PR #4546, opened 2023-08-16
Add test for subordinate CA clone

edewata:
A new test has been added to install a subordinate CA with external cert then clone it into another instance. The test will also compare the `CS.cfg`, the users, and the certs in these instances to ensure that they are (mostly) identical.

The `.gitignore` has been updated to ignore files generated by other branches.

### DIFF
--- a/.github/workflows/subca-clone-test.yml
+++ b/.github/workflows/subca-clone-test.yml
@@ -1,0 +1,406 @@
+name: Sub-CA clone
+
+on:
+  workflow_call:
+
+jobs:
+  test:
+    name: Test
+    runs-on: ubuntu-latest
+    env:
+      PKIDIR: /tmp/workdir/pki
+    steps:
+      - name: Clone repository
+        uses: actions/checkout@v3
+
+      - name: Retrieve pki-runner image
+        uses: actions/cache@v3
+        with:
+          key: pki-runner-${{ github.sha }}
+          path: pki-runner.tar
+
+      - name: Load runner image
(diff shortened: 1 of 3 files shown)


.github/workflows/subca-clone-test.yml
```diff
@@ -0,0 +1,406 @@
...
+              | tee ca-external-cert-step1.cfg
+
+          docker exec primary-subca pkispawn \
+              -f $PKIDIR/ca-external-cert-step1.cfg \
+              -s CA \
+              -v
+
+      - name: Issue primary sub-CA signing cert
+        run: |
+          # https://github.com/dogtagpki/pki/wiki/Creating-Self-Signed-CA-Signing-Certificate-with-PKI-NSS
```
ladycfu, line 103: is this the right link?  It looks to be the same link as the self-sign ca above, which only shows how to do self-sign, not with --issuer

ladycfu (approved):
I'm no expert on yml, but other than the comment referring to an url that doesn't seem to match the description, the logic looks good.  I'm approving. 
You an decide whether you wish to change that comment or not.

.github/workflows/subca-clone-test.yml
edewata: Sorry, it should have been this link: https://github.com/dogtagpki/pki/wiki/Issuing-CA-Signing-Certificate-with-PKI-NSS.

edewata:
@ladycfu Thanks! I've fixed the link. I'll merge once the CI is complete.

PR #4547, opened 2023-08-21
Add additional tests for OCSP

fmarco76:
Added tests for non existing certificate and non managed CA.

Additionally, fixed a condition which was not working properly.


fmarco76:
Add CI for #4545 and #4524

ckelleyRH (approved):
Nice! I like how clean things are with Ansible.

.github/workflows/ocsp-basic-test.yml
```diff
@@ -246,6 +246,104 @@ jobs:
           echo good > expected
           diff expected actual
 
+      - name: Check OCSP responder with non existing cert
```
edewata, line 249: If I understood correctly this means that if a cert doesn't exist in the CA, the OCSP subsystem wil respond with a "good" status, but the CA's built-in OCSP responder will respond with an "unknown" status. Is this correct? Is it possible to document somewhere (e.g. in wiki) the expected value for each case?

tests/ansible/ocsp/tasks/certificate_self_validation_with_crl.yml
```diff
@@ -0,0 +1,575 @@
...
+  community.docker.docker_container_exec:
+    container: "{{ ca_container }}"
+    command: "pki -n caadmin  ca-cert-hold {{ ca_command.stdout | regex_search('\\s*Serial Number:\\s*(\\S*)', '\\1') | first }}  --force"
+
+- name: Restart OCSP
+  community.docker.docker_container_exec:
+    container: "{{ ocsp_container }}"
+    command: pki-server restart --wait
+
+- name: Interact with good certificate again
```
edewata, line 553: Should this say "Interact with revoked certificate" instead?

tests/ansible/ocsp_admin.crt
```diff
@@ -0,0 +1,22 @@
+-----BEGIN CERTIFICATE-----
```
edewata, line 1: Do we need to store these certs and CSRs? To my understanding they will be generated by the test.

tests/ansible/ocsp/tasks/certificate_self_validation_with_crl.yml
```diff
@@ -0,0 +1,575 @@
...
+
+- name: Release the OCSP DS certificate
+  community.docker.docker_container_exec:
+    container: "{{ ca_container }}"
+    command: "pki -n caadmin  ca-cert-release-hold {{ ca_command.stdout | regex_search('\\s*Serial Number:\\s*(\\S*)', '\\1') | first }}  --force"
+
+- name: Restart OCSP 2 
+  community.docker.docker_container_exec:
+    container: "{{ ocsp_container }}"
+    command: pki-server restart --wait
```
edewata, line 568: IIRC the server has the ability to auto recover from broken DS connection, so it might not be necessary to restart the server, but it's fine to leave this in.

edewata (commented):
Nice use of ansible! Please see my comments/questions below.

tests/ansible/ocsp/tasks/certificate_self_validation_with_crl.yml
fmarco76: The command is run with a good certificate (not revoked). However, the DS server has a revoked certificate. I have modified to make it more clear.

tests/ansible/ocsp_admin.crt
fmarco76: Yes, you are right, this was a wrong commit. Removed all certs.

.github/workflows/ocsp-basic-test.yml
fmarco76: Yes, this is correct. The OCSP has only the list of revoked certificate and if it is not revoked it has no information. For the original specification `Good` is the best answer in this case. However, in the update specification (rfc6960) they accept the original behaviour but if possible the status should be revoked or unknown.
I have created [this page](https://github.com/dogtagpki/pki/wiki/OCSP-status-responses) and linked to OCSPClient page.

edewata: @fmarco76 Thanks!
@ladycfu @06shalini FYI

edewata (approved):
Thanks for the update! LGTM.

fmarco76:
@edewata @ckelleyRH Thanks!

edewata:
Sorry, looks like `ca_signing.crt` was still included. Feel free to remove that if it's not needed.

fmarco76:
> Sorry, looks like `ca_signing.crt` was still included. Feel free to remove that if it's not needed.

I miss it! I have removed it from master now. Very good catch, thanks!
───
Everything from the first line above through the line that contains "A new test has" should be duplicated exactly, please, and nothing beyond it.

▶ **WORKED SOLUTION**:
PR #4546, opened 2023-08-16
Add test for subordinate CA clone

edewata:
A new test has been added to install a subordinate CA with external cert then clone it into another instance. The test will also compare the `CS.cfg`, the users, and the certs in these instances to ensure that they are (mostly) identical.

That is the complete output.